The proposed compensation arrangement, applied retroactively to prior Steak n Shake management, would increase the very rewards Mr. Biglari claimed, at the time, were excessive in light of management’s poor performance and value destruction.

I suspect Mr. Biglari’s thinking towards compensation has changed now that he’s in charge. How else could he desire a pay package that violates his own, purported, tenets? The package as proposed could easily reward him handsomely in the event the company performs below its competitors. And the proposal uses the notion of equity rather than invested capital.

I believe the current framework the board has put in place can, if modified, work to the benefit of both management and shareholders. Paying for exceptional performance is both necessary and desirable.
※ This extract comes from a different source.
PR #1773, opened 2026-09-04
test(stack): #1745 tier-1 domain for the read-only diagnostics verbs

### LINKED ISSUE #1745: test(stack): the two host diagnostics verbs diag-doctor and diag-logs have no tier-1 shell test
## The gap

#1736 shipped two host verbs, `diag-doctor` and `diag-logs`, in `lib/pithead/46a-control-diagnostics.sh`, and the dashboard's Service Diagnostics panel calls them. They are covered today by reading, `bash -n` and `shfmt`, CI's shell job, and the redaction and clamp controls inside the dashboard tests — not by a registered tier-1 shell test. The PR body disclosed this rather than leaving it implied; the dashboard lane does not own `tests/stack/` and did not reach in.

Luckily, Mr. Biglari has already provided a better template for the board to consider that employs both invested capital and a higher hurdle rate. As chairman and CEO of Western Sizzlin Corp., Mr. Biglari, then a majority owner, designed the following performance bonus structure for Robert Moore, CEO of Western Sizzlin Franchise Corp.:

“Such bonus shall be equal to twenty percent (20%) of Cash Flows in excess of $2.3 million annually as adjusted by a charge of 20% of any incremental reinvestment of capital during each year (“Bonus Compensation”).”

That system made it much more difficult to reap excessive compensation from shareholders. Of course, now that he’s in charge, he wants the bar set lower.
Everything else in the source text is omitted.